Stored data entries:
▶
PR #295, opened 2015-03-19
Add parameter to pass in a list of Role names for use in export

tim-d-blue:
This provides a simpler method to combine multiple roles on export. Given a simple list of roles, when export is called a list of roles can be provided and the export will combine the roles and filter fields appropriately. Therefore dynamic role combination is available. Blacklist roles will override whitelist roles.

### DIFF
--- a/docs/usage/exporting.rst
+++ b/docs/usage/exporting.rst
@@ -312,6 +312,44 @@ results without having to specify ``role`` in the export function.
       }]
   }
 
+Optionally a list of roles can be provided for export instead. The combination
+of the all the roles will be made and used to filter fields. Blacklist roles
+override whitelist roles in this case.
+
+::
+
+    class User(Model):
+        id = IntType(default=42)
+        name = StringType()
+        email = StringType()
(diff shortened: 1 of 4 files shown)


bintoro:
I like the idea, but couldn't we repurpose the existing `role` parameter instead of introducing a parallel parameter `roles`?

Something like:

```python
if isinstance(role, Role):
    role = (role,)
```

and then the rest of the code could just assume it's an iterable of roles.

Btw, the `__name__` attribute on functions has been around at least since Python 2.5, so I'm thinking this whole thing:

```python
if role and ((hasattr(role.function, "func_name") and
              role.function.func_name == "whitelist")
             or (hasattr(role.function, "__name__") and
                 role.function.__name__ == "whitelist")):
```

can probably be simplified to:

```python
if role and role.function.__name__ == "whitelist"
```

berislavlopac:
Any updates on this PR?

lkraider:
Needs to be refactored according to suggestions before pulling it in.

PR #297, opened 2015-03-20
Support for fields order in serialized format via Options class in model

delicb:
I have implemented simple way of declaring order of fields in serialized output. 
Something like this does not have great technical value, but it is nice to return dictionary always in the same format when using schematics as validation layer for REST API (which is the way that I am using it).

This might not be the best way to implement this, but it reflects just the thing that I need. 

I was not sure what to do with fields that are not specified in `fields_order` list, so I did nothing and in that case order of fields is not guaranteed in any way, just as it is not guaranteed with `dict` (well, fields that are mentioned in `fields_order` will be pushed back, other fields will be left in front, but that is just a side effect).

What do you think?

I am opened to suggestions, if you have any.

### DIFF
--- a/schematics/transforms.py
+++ b/schematics/transforms.py
@@ -6,6 +6,7 @@ import itertools
 from six import iteritems
 
 from .exceptions import ConversionError, ModelConversionError, ValidationError
+from .datastructures import OrderedDict
 
 try:
     basestring #PY2
@@ -157,6 +158,9 @@ def export_loop(cls, instance_or_dict, field_converter,
     else:
         gottago = cls._options.roles.get("default", gottago)
 
+    fields_order = (getattr(cls._options, 'fields_order', None)
+                    if hasattr(cls, '_options') else None)
+
     for field_name, field, value in atoms(cls, instance_or_dict):
         serialized_name = field.serialized_name or field_name
 
@@ -189,9 +193,33 @@ def export_loop(cls, instance_or_dict, field_converter,
 
     # Return data if the list contains anything
     if len(data) > 0:
+        if fields_order:
+            return sort_dict(data, fields_order)
         return data
     elif print_none:
         return data
+
+
+def sort_dict(dct, based_on):
+    """
+    Sorts provided dictionary based on order of keys provided in ``based_on``
+    list.
+
+    Order is not guarantied in case if ``dct`` has keys that are not present
+    in ``based_on``
+
+    :param dct:
+        Dictionary to be sorted.
+    :param based_on:
+        List of keys in order that resulting dictionary should have.
+    :return:
+        OrderedDict with keys in the same order as provided ``based_on``.
+    """
+    return OrderedDict(
+        sorted(
+            dct.items(),
+            key=lambda el: based_on.index(el[0] if el[0] in based_on else -1))
+    )
 
 
 def atoms(cls, instance_or_dict):
--- a/tests/test_ordered_serialization.py
+++ b/tests/test_ordered_serialization.py
@@ -1,0 +1,49 @@
+# -*- coding: utf-8 -*-
+from schematics.datastructures import OrderedDict
+from schematics.models import Model
+from schematics.types import StringType, IntType
+
+
+def test_serialize_field_orders_one_two_three():
+    class Example(Model):
+        one = StringType()
+        two = IntType()
+        three = StringType()
+
+        class Options:
+            fields_order = ['one', 'two', 'three']
+
+    p1 = Example({'one': 'a', 'two': 2, 'three': '3'})
+    order = [('one', 'a'), ('two', 2), ('three', '3')]
+    serialized = p1.to_native()
+    assert serialized.items() == order
+
+
+def test_serialize_field_orders_three_two_one():
+    class Example(Model):
+        one = StringType()
+        two = IntType()
+        three = StringType()
+
+        class Options:
+            fields_order = ['three', 'two', 'one']
+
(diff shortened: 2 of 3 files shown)


kracekumar:
I like the idea, there  are quite few useful cases.

schematics/transforms.py
```diff
@@ -156,6 +156,10 @@ def export_loop(cls, instance_or_dict, field_converter,
         raise ValueError(error_msg % (cls.__name__, role))
     else:
         gottago = cls._options.roles.get("default", gottago)
+    if hasattr(cls, '_options') and hasattr(cls._options, 'fields_order'):
+        fields_order = cls._options.fields_order
+        if fields_order is not None:
```
kracekumar: How about `if not fields_order` ?

schematics/transforms.py
```diff
@@ -189,6 +193,10 @@ def export_loop(cls, instance_or_dict, field_converter,
 
     # Return data if the list contains anything
     if len(data) > 0:
+        if fields_order is not None:
```
kracekumar: Same here, `if not fields_order`.

schematics/transforms.py
```diff
@@ -189,6 +193,10 @@ def export_loop(cls, instance_or_dict, field_converter,
...
+            for key in fields_order:
```
kracekumar: How about having helper function which will do this job ?

schematics/transforms.py
```diff
@@ -189,6 +193,10 @@ def export_loop(cls, instance_or_dict, field_converter,
...
+                if key in data:
+                    data.move_to_end(key)
```
kracekumar: `move_to_end` is only available in Python 3. Here is port of that in Python 2.7 `https://github.com/twitter/commons/blob/master/src/python/twitter/common/collections/ordereddict.py#L285`. But I won't support having extra dependency. If you can have logic to figure out `Py2k/Py3k`  in helper function and do proper transformation, we're good to go.

delicb:
Hi @kracekumar, thanks for your response.

I forgot about ``move_to_end`` in python 2, since I work with python 3 most of the time. I have implemented dict sorting in a way that does not use ``move_to_end`` and I have fixed code based on rest of your suggestions.

However, problem is not only ``move_to_end``, problem is that ``OrderedDict`` is not supported in python 2.6, which is supported by schematics. Not sure how to overcome that without introducing extra dependency or without having some sort of implementation of ``OrderedDict`` inside schematics itself.

I would be happy to implemenet bare minimum implementation of ``OrderedDict`` that can be used only in python 2.6, if that is something that is acceptable by you.

bintoro:
There's an `OrderedDict` implementation in `datastructures.py`.

delicb:
@bintoro, thanks, I missed that... 

Ok, now I am using ``OrderedDict`` from ``datastructures.py`` and tests for all python versions are passing.

Please let me know if you have any further suggestions.

tests/test_ordered_serialization.py
```diff
@@ -0,0 +1,58 @@
...
+        class Options:
+            fields_order = ['one', 'two', 'three']
+
+    p1 = Example({'one': 'a', 'two': 2, 'three': '3'})
+    serialized = p1.to_native()
+    comp = OrderedDict()
+    comp['one'] = 'a'
+    comp['two'] = 2
+    comp['three'] = '3'
+    assert serialized == comp
```
kracekumar: How about adding asserting returned value is `OrderedDict` ?

```
In [79]: pairs = [('a', 1), ('c', 3), ('b', 2)]
In [81]: assert dict(pairs) == OrderedDict(pairs)
```

delicb: But isn't the whole point checking if returned value is in right order? I am not sure that I understand what your proposal is... Would you mind giving an example of what would you add in this test using variable names that I used?

kracekumar: Sorry for not being verbose. I think the best way to check order is to check for return value of `items` or type of return value.

```
In [107]: serialized = OrderedDict()

In [108]: serialized['one'] = 'a'

In [109]: serialized['two'] = 2

In [110]: serialized['three'] = '3'

In [111]: order = [('one', 'a'), ('two', 2), ('three', '3')]
In [113]: assert serialized.items() == order

In [114]: assert dict(serialized.items()) == order
---------------------------------------------------------------------------
AssertionError                            Traceback (most recent call last)
<ipython-input-114-177698dac240> in <module>()
----> 1 assert dict(serialized.items()) == order

AssertionError:

In [115]: assert dict(serialized) == serialized

In [116]:
```

The problem with above approach is if `to_native` returns `dict` still above test will pass, rather than that checking the output of `.items` is fool proof. Depending on the `ordereddict` or `dict` output of items are different.

```
In [117]: serialized.items()
Out[117]: [('one', 'a'), ('two', 2), ('three', '3')]

In [118]: dict(serialized).items()
Out[118]: [('one', 'a'), ('three', '3'), ('two', 2)]

```

delicb: Thanks for clarification, I think I get it now. I have updated tests to compare pairs.

bintoro:
I'm puzzled by this patch.

Is there an actual use case for specifying an order other than the one in which the fields appear in the class definition?

Even if there is a use case, surely it would be better to sort the items once when the application starts, not 1000 times for an export job of 1000 objects, no?

The code also totally breaks unless all fields are present in `fields_order`.

So yeah, some changes are definitely in order (heh). What I'm asking is if this feature is even needed.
◀
| What you will do |
If a line above includes the word "provided", count it; then give the final number by itself.

| Solution to this exercise |
4